━━━ AVAILABLE DATA

PR #2653, opened 2025-01-18
Modern Login Architecture

brandonpage:
This is the first of a few work items needed to fully complete this effort.  **Most notably: final UI/UX is not in place.**  The included UI is functional but only refined enough to prove the architecture works in all required aspects.     

# Design
Beyond migrating to Jetpack Compose the primary design goal was to modernize and simplify how the SDK (and app) interacts with the UI.  To do this I completely restructured the code to a new MVVM architecture.  This also meant completely removing webview login's use of `OAuthWebViewHelper` and `LoginOptions`.  

However, our existing login business logic works very well.  It has been tested in every imaginable way and harden over many years of development.  With that in mind I attempted to treat this as a **strict refactor** with regards to that code.  So while it may look like `OAuthWebViewHelper` was replaced with a bunch of new code; every necessary piece of it has actually been very carefully distributed to other classes without modification.  These classes were chosen or created to separate the (far too many) concerns the helper had:
- `LoginActivity` is now responsible for creating the webview and related clients, the Custom Tab, and cert based auth.
- `LoginViewModel` handles suppling the UI with all data, and delegates the successful or unsuccessful completion of auth.
- `AuthenticationUtilities` handles the actual successful completion of auth in a generic way that can be used outside of the webview context.

[](https://mermaid.live/edit#pako:eNqNVk1z2zYQ_SsY5lCm-jj06EM6smRPNWPHmcpOZjo6ZAWsSdQgoAIgZTdj__YsSEoCKSqJDuLHPuwu3r7F8lvCjcDkIuEKnFtIyCwUa83op41H9mgsuzGZ1Cu0Fdpb0JChXScOFXKPYoX0lu3Asa3FSprSqRcG9CAroOXR0mnj9T4np6XmXhrtmNTM59KxOjrLoUK2QdQMBGzJO_OGlQ4Jg6xZfoxb-6xAlZi-n66Txtz4OU2YfWvs4Te6LT1sFN7IChfg4S2Cv_UCNKte17pHyayklLSXHMI-HrySXqJj68ToYLpWZjc3xVYh4Wl7If_Pf9Sr2DLa5g7Ih85aauag6XXYsGCbF_aRfFcthQy0YMvFp0AIbx0T0c06i4Uh4F1w_wU3nyXu_kK1DWWKWTmTc8TM22n2qTdPqP9Gt6Vy4ZhNp9P3xwWTR_Q8X7oVKHTEC8el9kgSqiM4tGkMBiFmnJtS-xSaa2xVJpudA5wWoGYl7PSW5KtYLMhQN6ak80gCC1ieg85op8TdqTJ-c31NNZFUQD5YNeiJCtKLF-oDpTcFBIIV1abcCuoAx3aSip6hD8waK_9vuLFqSLPHDXX0ikKCN_Yg2JW3pJphrf54xX5XEbYxURaSxLEUkeXSGIWkSUd2hU2Qeelok_ewmVEHV9K_RPi5Ucb-STRvL8HWDydhyCq9wnt89kcbaYoS844VxiJ7WDJeB2mpCuZIJgNMpq5OLRLTyKIyIOpm2GEswhGnLVFy5om03zHU1HyhYl1bo70wxl5aKTIMAbqqf7cppdor9SMUnQDUQxS2IavTSF0fb8LMqdBXzySp7MQ40Ic9hEWHvs500cm03zCRuPYVi7X1rie7an8XQaJjZV6LhO3ipwhJqHluTYFHXPwckd3623v6xTLENeBoQ2J3tt5Bx3Rk78paY1MM_2NWXxboON0Ow1cl5-hcSiewnQ2dUCDqaJ-oZEt9aIV031XjVrn07gZoxuUHUfbq8TWU1bgwhY6N_zUuzM_r0q0pdNqxH05qTWfUcQx0ytmJO3K5KZW4I_US7YH1G9o1dW4aUhjTrPmvRBfTMjI1H9dSS5e3qNKqmDia0jIchjMtrp69pVwvgT9llggW9TmR_gsVOG7l1tOoKdXJud-jYzL5MPRVcg46PPki-IHG6fRDz8EQ6vfJ5EwJz6J_XIFknBRoC5CCvsTqaqwTSrnAdXJBtwLsU5gWr4QLQ2b1only4W2J44RIzPLk4hEUjeekGTrtZ9wesgX9jzGHR5oNNBpu28--cHn9DszGX0c)

## Additional Benefits 

The use or subclass of the new `LoginViewModel` allows an app to customize the UI in just about every way _without_ overriding LoginActivity.  Previously, any functions an app may have been overriding in `OAuthWebViewHelper` wouldn't take affect unless unless that extension class was supplied to `LoginActivity`... in another subclass.  These functions (such as webview or WebViewClient) can now just be overridden in `LoginActivity` itself.

The design adheres to MVVM best practices by using the `LoginViewModel` as an intermediary for all data required by the UI.  The view model is always retrieved from the OS via factory and never passed.  `LoginViewModel` does not reference Login or any other activity (as it outlives their lifecycles).  The activity or compose UI may call a function or modify data in the view model, but all `LiveData` updates flow down to observers.  

Because Compostables are _functions_ new UI tests can be written without the need for an activity context.  I have removed `ServerPickerActivityTest` from `RestExplorer` (where it needed to live because of the activity context) but the same cases can be covered in unit tests within the library once the UI is finished.  The same goes for the previously untested `LoginActivity` UI.

`LoginViewModel` exposes a `clientId` that can be set in a subclass, allowing an app to support multiple ECAs simultaneously.  

`LoginViewModel` has a new `singleServerCustomTabActivity` option.   This will let apps force the use of a custom tab with a single server url without the awkward blank activity in between.  

# What's In Progress
Only testing!  While all of the basic things have been thoroughly tested, certain things like QR Code Login and IDP _should_ just work but I haven't gotten to them yet.  My test plan doc will be kept up to date and this section will be updated as well when everything is completed.


libs/SalesforceSDK/AndroidManifest.xml
```diff
@@ -32,6 +32,7 @@
             android:theme="@style/SalesforceSDK"
             android:launchMode="singleTask"
             android:windowSoftInputMode="adjustResize"
+            android:configChanges="orientation|screenLayout|uiMode|screenSize|smallestScreenSize"
```
brandonpage, line 35: This allows for rotation, foldable changes, multitasking, etc without the webview reloading.

libs/SalesforceSDK/build.gradle.kts
```diff
@@ -13,30 +13,50 @@ plugins {
...
+    androidTestImplementation("androidx.arch.core:core-testing:2.2.0")
+    androidTestImplementation("androidx.compose.ui:ui-test-junit4:$composeVersion")
 }
 
 android {
     namespace = "com.salesforce.androidsdk"
     testNamespace = "com.salesforce.androidsdk.tests"
 
-    compileSdk = 34
+    compileSdk = 35
```
brandonpage, line 59: This was needed for tests but it caused an issue.  With `35` the symlink to `test_credentials.json` no longer works.  I fixed this by adding `assets.directories.add("../../shared/test")` below.  If anyone has a better solution let me know.

libs/SalesforceSDK/src/com/salesforce/androidsdk/app/SalesforceSDKManager.kt
```diff
@@ -209,13 +210,19 @@ open class SalesforceSDKManager protected constructor(
      */
     private var showDeveloperSupportBroadcastIntentReceiver: BroadcastReceiver? = null
 
-    val webviewLoginActivityClass: Class<out Activity> = loginActivity ?: LoginActivity::class.java
+    val webViewLoginActivityClass: Class<out Activity> = loginActivity ?: LoginActivity::class.java
```
brandonpage, line 213: I noticed we (inconsistently) use `webview` a lot but the official APIs use `webView` so this seemed like a good time to fix it everywhere.

We also use `frontdoor` instead of `frontDoor` but I'll leave that alone for now 😉.

libs/SalesforceSDK/src/com/salesforce/androidsdk/app/SalesforceSDKManager.kt
```diff
@@ -597,19 +604,17 @@ open class SalesforceSDKManager protected constructor(
...
+     * Optionally enables browser based login instead of web view login.
      *
      * @param browserLoginEnabled True if Chrome should be used for login; false
      * otherwise
      * @param shareBrowserSessionEnabled True enables browser session sharing;
      * false otherwise
      */
     @Synchronized
-    fun setBrowserLoginEnabled(
+    internal fun setBrowserLoginEnabled(
```
brandonpage, line 615: This is an intentionally breaking change.  I don't think we should have allowed this to begin with.

libs/SalesforceSDK/src/com/salesforce/androidsdk/auth/AuthenticationUtilities.kt
```diff
@@ -0,0 +1,313 @@
...
+ * Called when any (User Agent flow, Web Server after PKCE, Native Login, IDP, ect) authentication
+ * method has received a [TokenEndpointResponse] from the server.
+ *
+ * This function:
+ *  * Blocks integration and managed app users.
+ *  * Retrieves the user's identity.
+ *  * Creates an Account.
+ *  * Checks for any CA/ECA settings such as Screen Lock or Biometric Authentication.
+ */
+internal fun onAuthFlowComplete(
```
brandonpage, line 75: This is basically that clean "Auth v2" interface I have been wanting.  

I left NativeLogin and IDP alone for now but we should migrate them from `OAuthWebviewHelper` to this utility so the former can be completely removed.  All necessary changes would be on internal code so no rush to do it in 13.0.

libs/SalesforceSDK/src/com/salesforce/androidsdk/config/LoginServerManager.java
```diff
@@ -52,6 +52,9 @@
  * @author bhariharan
  */
 public class LoginServerManager {
+	// LiveData representation of the users current selected server.
+	public MutableLiveData<LoginServer> selectedServer
+			= new MutableLiveData<>(new LoginServer("Production", PRODUCTION_LOGIN_URL, false));
```
brandonpage, line 57: If it ain't broke... wrap it in a new modern interface?  In all seriousness, I didn't feel like any changes to this class were actually necessary other than exposing a way to observe changes to the currently selected server.   

The only compelling reason I can think of to convert this class to Koltin right now is that `selectedServer` could be made internal.   Right now it could actually be set by the app, which isn't ideal.  

I might be able to restore the removed `private LoginServer selectedServer;` and use it as a backing value for `derivedStateOf` but I am not sure if that will work outside of a composable context.

libs/SalesforceSDK/src/com/salesforce/androidsdk/ui/LoginActivity.kt
```diff
@@ -168,142 +210,114 @@ open class LoginActivity : AppCompatActivity(), OAuthWebviewHelperEvents {
...
-        if (!isUsingFrontDoorBridge) {
-            salesforceSDKManager.fetchAuthenticationConfiguration()
-        }
-
-        // Setup content view
-        setContentView(sf__login_layout)
-        if (salesforceSDKManager.isIDPLoginFlowEnabled) {
-            findViewById<Button>(sf__idp_login_button).visibility = VISIBLE
+        if (!SalesforceSDKManager.getInstance().isDebugBuild) {
+            window.setFlags(FLAG_SECURE, FLAG_SECURE)
```
brandonpage, line 215: I see most of our internal apps removing the flag for debug builds and we have gotten this request many time externally.

libs/SalesforceSDK/src/com/salesforce/androidsdk/ui/LoginActivity.kt
```diff
@@ -168,142 +210,114 @@ open class LoginActivity : AppCompatActivity(), OAuthWebviewHelperEvents {
...
-        if (!SalesforceSDKManager.getInstance().isBrowserLoginEnabled) {
-            // Reload the login page to ensure the correct login server is displayed in the webview.
-            webviewHelper?.run {
-                loadLoginPage()
-            }
-        }
+    private fun clearWebviewAndShowServerPicker() {
+        viewModel.loginUrl.value = ABOUT_BLANK
+        viewModel.showServerPicker.value = true
     }
```
brandonpage, line 318: This seemed like a better experience when backing out of a custom tab than seeing the same url loaded in the webview or a blank white activity.

libs/SalesforceSDK/src/com/salesforce/androidsdk/ui/LoginActivity.kt
```diff
@@ -320,44 +334,120 @@ open class LoginActivity : AppCompatActivity(), OAuthWebviewHelperEvents {
...
+     * structure so long as this entry point is used to log in with the front
+     * door URL and optional PKCE code verifier.
+     *
+     * @param frontdoorBridgeUrl The UI Bridge API front door bridge URL
+     * @param pkceCodeVerifier The optional PKCE code verifier, which is not
+     * required for User Agent
+     * Authorization Flow but is required for Web Server Authorization Flow
+     */
+    @Suppress("MemberVisibilityCanBePrivate")
+    fun loginWithFrontdoorBridgeUrl(
```
brandonpage, line 378: Thoughts on moving this and `loginWithFrontdoorBridgeUrlFromQrCode` to `LoginViewModel`?  I haven't had a chance to play around with it yet and see what makes sense.

libs/SalesforceSDK/src/com/salesforce/androidsdk/ui/LoginViewModel.kt
```diff
@@ -0,0 +1,287 @@
...
+    internal var showServerPicker = mutableStateOf(false)
+    internal val defaultTitleText: String
+        get() = if (loginUrl.value == "about:blank") "" else selectedServer.value ?: ""
+
+    // Public Overrideable LiveData
+    open var showTopBar = true
+    open var topBarColor: Color? = null
+    open var titleText: String? = null
+    open var titleComposable: (@Composable () -> Unit)? = null
+    open var loading = mutableStateOf(false)
```
brandonpage, line 78: This section will be expanded as we finish the UI.

libs/SalesforceSDK/src/com/salesforce/androidsdk/ui/LoginViewModel.kt
```diff
@@ -0,0 +1,287 @@
...
+    var additionalParameters = hashMapOf<String, String>()
+
+
+    val shouldShowBackButton = with(SalesforceSDKManager.getInstance()) {
+        !(userAccountManager.authenticatedUsers.isNullOrEmpty() || biometricAuthenticationManager?.locked ?: false)
+    }
+    val shouldShowBiometricPromptButton = with(SalesforceSDKManager.getInstance().biometricAuthenticationManager) {
+        this?.let { locked && hasBiometricOptedIn() } ?: false
+    }
+    // todo: add shouldShowIDPButton
```
brandonpage, line 105: I left several TODOs in on purpose, all related to UI code.  I am not sure which of the UI stories I will be doing vs others so it seemed better to just leave them in place so the intent was not lost.

libs/SalesforceSDK/src/com/salesforce/androidsdk/ui/LoginViewModel.kt
```diff
@@ -0,0 +1,287 @@
...
+                reloadWebview()
+            } else {
+                selectedServer.value = trimmedServer
+            }
+        }
+
+        // Update loginUrl when selectedServer updates so webview automatically reloads
+        loginUrl.addSource(selectedServer) { newServer ->
+            loginUrl.value = getAuthorizationUrl(newServer)
+        }
```
brandonpage, line 133: Goodbye `loadLoginPage` that caused us many headaches.

libs/SalesforceSDK/src/com/salesforce/androidsdk/app/SalesforceSDKManager.kt
```diff
@@ -209,13 +210,19 @@ open class SalesforceSDKManager protected constructor(
...
      * the account.
      */
-    val loginActivityClass: Class<out Activity> = nativeLoginActivity ?: webviewLoginActivityClass
+    val loginActivityClass: Class<out Activity> = nativeLoginActivity ?: webViewLoginActivityClass
+
+    /**
+     * ViewModel Factory the SDK will use in LoginActivity and composable functions.  Setting this will allow for
+     * visual customization without overriding LoginActivity.
+     */
+    var loginViewModelFactory = LoginViewModel.Factory
```
brandonpage, line 225: A note on this: This can _optionally_ be set but I use this everywhere because the system is subtly different than what you might expect.  The OS ensures there is only ever one instance of a view model **but inheritance counts**! 

For example:  If I create a subclass of `LoginViewModel` and set it to the viewModel val in my `LoginActivity` subclass our base `LoginViewModel` will never be instantiated.  Explicitly calling `LoginViewModel.Factory` will return the instance of the subclass of our view model.  So Apps overriding `LoginActivity` don't need to set this value. 

What the OS does is pretty elegant but not at all obvious.

libs/SalesforceSDK/src/com/salesforce/androidsdk/ui/components/LoginView.kt
```diff
@@ -0,0 +1,191 @@
...
+            }
+        }
+
+        // Load the webview as a composable
+        AndroidView(
+            modifier = Modifier
+                .padding(innerPadding)
+                .alpha(if (viewModel.loading.value) 0.0f else 100.0f),
+            factory = { activity.webView },
+            update = { it.loadUrl(loginUrl) },
```
brandonpage, line 177: Still a little shocked at how simple this is.

libs/SalesforceSDK/src/com/salesforce/androidsdk/ui/LoginActivity.kt
JohnsonEricAtSalesforce: Moving it makes sense to me.  Data and integration logic should in the view model rather than the activity, when possible.

JohnsonEricAtSalesforce (approved):
Exciting stuff!  Thanks!

wmathurin (approved):
LGTM!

━━━━━━

# [TASK BRIEF]
List every line from the entries above in which "based" appears.

# [PROBLEM SOLUTION]
- `LoginActivity` is now responsible for creating the webview and related clients, the Custom Tab, and cert based auth.
+     * Optionally enables browser based login instead of web view login.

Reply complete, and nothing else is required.